PROBLEM REQUIREMENTS —
Reading through the lines below, count those that include the string "review"; the answer is that number and nothing else.

PROVIDED RECORDS below:

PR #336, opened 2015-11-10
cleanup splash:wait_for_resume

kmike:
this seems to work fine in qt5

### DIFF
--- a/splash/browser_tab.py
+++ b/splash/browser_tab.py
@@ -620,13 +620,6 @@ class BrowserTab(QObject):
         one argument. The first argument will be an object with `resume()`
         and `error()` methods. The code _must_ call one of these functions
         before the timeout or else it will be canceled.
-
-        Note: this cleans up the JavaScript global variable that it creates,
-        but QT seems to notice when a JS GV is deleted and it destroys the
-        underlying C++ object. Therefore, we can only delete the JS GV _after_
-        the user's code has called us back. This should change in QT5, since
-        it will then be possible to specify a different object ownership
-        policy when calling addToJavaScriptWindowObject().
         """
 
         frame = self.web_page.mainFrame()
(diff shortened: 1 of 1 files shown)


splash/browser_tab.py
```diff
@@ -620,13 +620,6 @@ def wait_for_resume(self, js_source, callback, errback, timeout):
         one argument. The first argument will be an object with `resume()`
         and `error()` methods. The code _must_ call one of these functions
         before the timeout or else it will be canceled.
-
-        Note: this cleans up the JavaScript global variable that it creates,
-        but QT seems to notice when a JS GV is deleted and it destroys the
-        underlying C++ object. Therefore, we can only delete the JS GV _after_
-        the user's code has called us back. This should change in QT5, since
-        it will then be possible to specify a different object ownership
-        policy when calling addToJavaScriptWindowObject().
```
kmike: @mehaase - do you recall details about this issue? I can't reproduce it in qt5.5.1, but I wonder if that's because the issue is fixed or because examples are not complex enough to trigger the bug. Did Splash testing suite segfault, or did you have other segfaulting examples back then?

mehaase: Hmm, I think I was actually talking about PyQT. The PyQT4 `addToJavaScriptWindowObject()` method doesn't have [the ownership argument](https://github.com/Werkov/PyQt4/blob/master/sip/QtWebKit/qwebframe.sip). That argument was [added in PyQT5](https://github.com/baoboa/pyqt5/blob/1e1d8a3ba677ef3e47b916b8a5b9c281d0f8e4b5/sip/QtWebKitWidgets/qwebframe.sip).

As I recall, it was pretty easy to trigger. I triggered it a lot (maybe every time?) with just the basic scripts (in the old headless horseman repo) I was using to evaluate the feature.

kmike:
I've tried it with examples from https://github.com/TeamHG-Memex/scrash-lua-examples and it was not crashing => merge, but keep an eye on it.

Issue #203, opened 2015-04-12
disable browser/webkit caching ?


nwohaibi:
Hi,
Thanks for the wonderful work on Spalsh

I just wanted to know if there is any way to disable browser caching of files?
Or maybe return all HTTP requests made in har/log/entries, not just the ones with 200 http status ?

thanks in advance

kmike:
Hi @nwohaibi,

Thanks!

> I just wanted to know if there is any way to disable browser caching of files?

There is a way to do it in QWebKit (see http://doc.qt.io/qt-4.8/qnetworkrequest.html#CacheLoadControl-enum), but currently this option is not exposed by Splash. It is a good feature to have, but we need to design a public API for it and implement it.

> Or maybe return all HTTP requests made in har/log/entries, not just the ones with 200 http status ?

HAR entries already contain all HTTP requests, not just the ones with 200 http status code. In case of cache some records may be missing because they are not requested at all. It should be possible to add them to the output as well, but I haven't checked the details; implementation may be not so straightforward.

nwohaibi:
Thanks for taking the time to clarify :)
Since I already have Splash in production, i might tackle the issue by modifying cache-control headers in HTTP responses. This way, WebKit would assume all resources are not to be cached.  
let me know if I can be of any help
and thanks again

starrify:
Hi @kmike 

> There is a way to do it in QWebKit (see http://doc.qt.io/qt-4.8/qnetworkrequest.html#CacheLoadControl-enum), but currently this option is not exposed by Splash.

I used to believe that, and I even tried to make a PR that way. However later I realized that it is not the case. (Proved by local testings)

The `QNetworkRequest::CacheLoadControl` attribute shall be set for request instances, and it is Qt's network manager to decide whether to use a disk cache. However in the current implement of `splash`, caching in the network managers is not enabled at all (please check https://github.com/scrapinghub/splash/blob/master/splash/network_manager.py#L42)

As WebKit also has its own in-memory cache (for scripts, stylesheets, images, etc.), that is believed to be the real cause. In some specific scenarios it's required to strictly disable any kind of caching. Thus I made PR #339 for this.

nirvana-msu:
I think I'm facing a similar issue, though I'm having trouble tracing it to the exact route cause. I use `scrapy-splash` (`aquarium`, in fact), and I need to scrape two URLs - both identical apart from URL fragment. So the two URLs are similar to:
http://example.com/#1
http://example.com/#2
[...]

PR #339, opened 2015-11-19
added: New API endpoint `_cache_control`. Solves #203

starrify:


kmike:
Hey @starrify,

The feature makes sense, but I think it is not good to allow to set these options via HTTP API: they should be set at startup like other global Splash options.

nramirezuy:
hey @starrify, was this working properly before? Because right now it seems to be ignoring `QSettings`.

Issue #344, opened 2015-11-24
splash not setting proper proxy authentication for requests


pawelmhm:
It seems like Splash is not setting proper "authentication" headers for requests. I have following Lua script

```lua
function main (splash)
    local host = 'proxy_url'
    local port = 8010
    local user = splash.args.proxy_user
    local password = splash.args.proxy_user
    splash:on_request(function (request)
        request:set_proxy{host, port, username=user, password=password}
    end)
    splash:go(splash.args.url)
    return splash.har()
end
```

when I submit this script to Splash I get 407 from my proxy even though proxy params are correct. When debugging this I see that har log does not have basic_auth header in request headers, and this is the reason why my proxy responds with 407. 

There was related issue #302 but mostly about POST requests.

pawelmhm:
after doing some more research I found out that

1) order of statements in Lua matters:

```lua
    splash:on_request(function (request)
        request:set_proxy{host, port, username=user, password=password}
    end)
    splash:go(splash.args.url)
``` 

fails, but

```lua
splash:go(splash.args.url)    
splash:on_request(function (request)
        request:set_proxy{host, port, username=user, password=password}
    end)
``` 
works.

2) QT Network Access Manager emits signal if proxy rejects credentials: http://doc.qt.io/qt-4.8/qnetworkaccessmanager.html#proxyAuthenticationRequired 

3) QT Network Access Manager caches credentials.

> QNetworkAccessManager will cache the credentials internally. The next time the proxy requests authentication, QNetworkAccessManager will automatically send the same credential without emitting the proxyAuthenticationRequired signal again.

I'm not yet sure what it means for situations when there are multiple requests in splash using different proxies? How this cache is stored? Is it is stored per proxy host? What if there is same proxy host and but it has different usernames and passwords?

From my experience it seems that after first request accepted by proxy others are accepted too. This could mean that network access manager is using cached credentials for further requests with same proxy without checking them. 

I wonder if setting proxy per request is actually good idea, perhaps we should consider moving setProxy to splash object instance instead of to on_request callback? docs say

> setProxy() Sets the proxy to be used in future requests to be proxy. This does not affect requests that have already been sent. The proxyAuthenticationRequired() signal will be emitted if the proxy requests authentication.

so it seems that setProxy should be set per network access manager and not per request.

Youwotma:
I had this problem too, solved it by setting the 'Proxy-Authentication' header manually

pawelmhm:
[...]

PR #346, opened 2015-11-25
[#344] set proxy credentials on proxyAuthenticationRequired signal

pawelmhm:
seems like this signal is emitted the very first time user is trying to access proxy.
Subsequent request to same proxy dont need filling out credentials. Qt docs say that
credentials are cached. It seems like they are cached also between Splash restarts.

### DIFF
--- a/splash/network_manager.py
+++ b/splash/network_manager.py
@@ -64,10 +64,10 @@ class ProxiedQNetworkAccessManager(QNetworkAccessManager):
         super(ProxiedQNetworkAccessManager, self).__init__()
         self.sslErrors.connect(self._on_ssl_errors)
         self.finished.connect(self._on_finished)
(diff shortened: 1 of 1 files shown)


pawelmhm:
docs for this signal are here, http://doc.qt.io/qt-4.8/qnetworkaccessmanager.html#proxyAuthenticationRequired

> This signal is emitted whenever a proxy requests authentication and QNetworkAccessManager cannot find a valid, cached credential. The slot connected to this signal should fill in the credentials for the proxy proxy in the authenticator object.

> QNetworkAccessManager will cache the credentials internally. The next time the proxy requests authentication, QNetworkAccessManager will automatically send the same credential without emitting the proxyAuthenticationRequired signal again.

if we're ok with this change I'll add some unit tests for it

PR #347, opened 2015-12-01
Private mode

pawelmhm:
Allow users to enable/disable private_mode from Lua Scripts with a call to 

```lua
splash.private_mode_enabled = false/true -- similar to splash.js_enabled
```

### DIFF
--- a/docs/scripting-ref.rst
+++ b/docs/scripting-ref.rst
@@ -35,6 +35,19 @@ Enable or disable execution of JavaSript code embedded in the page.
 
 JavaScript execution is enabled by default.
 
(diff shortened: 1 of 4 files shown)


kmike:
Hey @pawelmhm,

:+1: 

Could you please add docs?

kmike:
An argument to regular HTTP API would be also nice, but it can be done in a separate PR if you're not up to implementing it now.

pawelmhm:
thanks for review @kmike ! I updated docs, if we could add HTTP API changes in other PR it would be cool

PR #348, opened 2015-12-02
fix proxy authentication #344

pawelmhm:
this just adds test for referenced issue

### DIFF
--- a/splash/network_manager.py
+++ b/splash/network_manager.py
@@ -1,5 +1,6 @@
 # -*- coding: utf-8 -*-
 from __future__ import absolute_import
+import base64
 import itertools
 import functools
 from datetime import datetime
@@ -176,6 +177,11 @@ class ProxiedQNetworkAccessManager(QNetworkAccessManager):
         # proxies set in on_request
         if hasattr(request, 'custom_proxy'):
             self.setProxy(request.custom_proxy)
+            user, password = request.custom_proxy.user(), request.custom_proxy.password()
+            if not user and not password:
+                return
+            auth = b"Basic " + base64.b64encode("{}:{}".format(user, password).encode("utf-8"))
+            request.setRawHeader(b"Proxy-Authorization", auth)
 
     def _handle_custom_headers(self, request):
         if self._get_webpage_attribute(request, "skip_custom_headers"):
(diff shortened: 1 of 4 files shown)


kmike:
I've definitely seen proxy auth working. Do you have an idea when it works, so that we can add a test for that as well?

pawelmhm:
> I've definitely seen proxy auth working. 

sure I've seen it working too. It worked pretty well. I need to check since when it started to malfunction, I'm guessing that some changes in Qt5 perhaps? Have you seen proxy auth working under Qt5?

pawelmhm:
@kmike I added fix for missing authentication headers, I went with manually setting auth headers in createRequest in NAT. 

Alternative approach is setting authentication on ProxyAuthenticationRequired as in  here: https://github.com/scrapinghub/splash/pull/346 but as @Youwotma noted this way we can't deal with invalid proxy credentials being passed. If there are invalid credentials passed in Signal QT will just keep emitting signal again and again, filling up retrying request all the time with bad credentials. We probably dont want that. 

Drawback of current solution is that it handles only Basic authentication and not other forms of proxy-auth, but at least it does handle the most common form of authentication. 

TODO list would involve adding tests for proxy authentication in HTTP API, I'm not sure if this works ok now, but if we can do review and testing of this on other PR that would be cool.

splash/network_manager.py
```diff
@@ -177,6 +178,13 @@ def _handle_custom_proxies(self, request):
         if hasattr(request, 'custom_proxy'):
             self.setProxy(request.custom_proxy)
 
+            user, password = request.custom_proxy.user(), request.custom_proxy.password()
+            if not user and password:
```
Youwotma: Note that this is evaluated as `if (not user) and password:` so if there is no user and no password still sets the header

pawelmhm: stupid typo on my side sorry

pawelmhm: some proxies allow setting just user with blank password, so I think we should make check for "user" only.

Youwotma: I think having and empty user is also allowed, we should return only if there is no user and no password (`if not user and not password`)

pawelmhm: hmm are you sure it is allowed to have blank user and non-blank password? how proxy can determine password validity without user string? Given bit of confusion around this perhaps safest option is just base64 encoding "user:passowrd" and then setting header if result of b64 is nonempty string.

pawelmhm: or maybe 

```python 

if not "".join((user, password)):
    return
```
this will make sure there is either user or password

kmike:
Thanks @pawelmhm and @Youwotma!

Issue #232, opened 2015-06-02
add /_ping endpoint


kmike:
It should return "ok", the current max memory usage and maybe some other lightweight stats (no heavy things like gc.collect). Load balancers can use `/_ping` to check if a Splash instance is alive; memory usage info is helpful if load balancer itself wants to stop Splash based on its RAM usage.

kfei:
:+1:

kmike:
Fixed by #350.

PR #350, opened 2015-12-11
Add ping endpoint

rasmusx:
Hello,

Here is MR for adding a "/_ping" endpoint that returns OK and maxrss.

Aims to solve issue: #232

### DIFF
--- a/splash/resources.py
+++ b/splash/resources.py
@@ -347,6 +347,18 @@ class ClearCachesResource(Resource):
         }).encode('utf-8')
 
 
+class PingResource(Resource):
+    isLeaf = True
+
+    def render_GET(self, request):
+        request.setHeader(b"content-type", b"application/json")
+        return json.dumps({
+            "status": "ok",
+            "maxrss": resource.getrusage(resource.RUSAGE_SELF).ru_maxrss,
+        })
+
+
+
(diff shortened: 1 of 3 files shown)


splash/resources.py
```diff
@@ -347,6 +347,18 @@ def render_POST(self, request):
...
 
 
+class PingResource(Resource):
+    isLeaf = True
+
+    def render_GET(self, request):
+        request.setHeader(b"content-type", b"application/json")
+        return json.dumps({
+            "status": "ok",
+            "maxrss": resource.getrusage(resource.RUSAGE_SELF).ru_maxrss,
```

End of PROVIDED RECORDS.

WORKED SOLUTION —
2